Work through the data line by line, gathering every line that has the word "version".

Records shown Start Marker

PR #569, opened 2021-04-06
Fix ci for old pip version

alkino:
sphinx ask for docutils > 0.12
sphinx-rtd-theme for docutils < 0.17

if sphinx-rtd-theme is installed first it seems that sphinx install a upper version of docutils.

With newer version of python or pip (I don't know), it takes care of it, but not on ubuntu 18.04 and/or macos


pramodk (approved):
looks reasonable (or, docutil could be added explicitly in the list)

PR #571, opened 2021-04-07
Fix documentation to reduce warnings

alkino:
This patch try to reduce the number of warnings and error when building documentation.


setup.py
```diff
@@ -121,6 +121,7 @@ def _config_exe(exe_name):
     zip_safe=False,
     setup_requires=[
         "jinja2>=2.9.3",
+        "jupyter-client==6.1.12",
```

Records shown End Marker

Exercise answer:
Fix ci for old pip version
if sphinx-rtd-theme is installed first it seems that sphinx install a upper version of docutils.
With newer version of python or pip (I don't know), it takes care of it, but not on ubuntu 18.04 and/or macos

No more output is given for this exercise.